> _Task objective_
Count the lines in the listing below that contain the word "background" and report that number alone.

> _Data shown_
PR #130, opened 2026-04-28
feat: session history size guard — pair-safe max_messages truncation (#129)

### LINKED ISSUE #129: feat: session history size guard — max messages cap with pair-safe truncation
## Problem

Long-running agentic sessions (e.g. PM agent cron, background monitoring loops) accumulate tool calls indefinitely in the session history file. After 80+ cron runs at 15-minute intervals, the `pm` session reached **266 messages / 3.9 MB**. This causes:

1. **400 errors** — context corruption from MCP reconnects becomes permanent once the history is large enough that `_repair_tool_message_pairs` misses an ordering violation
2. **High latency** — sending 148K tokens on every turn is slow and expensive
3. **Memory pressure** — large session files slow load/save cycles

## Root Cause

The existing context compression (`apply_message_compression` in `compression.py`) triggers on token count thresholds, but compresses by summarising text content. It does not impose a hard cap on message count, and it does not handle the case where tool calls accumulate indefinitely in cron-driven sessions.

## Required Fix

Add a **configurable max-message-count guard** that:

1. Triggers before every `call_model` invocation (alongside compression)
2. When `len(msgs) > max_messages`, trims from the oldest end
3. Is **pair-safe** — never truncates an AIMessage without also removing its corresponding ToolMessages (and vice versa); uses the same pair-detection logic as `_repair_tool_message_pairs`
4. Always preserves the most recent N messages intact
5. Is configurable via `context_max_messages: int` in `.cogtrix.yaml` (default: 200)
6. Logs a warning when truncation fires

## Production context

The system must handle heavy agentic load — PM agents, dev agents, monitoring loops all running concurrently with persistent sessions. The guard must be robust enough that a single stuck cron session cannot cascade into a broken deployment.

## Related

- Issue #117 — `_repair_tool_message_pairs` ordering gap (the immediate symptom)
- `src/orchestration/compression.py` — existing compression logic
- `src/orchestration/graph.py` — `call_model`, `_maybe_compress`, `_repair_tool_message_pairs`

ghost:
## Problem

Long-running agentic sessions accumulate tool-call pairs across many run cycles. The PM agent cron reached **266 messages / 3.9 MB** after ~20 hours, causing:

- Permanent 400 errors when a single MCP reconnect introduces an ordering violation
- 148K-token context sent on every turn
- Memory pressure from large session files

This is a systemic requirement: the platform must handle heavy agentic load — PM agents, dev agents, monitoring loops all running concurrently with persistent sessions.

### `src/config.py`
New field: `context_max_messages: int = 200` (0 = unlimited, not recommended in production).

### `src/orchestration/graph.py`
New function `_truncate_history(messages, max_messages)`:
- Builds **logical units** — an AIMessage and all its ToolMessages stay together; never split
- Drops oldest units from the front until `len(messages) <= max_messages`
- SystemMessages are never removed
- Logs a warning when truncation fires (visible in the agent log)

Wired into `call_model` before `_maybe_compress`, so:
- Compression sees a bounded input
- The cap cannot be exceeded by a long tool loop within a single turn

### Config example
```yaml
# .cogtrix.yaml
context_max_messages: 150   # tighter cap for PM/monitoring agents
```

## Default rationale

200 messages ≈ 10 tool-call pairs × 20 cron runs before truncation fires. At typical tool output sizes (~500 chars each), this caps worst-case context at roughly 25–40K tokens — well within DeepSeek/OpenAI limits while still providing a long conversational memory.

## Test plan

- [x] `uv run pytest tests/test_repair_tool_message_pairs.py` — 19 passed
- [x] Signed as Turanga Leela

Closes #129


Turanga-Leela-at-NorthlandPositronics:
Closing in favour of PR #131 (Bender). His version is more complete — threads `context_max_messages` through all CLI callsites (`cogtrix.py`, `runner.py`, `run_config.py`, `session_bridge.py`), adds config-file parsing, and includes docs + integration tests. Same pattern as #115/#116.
* * *
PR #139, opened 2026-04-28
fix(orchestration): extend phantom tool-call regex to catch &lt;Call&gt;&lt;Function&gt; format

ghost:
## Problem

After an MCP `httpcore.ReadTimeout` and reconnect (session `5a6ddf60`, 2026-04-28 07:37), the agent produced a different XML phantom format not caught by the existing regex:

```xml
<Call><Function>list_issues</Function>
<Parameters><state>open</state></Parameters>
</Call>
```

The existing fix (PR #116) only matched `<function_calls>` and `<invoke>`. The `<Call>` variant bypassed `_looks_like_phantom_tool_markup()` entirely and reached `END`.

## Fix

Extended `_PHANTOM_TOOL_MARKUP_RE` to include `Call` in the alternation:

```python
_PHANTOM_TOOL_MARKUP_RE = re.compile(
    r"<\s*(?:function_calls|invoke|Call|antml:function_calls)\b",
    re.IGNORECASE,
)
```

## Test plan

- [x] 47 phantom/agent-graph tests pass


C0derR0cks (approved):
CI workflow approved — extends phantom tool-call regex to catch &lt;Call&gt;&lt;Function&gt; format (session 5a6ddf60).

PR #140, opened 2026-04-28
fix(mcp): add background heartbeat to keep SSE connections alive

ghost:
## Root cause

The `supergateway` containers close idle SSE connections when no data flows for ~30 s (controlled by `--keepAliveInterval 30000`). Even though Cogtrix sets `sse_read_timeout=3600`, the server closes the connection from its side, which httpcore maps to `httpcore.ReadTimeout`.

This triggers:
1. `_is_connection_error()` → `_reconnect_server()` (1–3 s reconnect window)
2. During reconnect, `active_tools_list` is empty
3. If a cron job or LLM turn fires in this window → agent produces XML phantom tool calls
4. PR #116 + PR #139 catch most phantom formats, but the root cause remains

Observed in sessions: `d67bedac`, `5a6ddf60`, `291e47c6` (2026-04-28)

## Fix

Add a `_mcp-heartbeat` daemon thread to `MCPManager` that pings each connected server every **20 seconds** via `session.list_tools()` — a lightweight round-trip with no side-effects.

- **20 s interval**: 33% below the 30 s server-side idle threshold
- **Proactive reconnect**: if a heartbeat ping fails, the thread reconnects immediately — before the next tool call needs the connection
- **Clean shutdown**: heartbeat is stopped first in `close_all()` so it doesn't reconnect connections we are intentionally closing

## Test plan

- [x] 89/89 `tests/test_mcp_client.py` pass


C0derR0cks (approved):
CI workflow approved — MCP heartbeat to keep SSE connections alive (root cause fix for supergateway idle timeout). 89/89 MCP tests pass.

> _Reply to the task_
2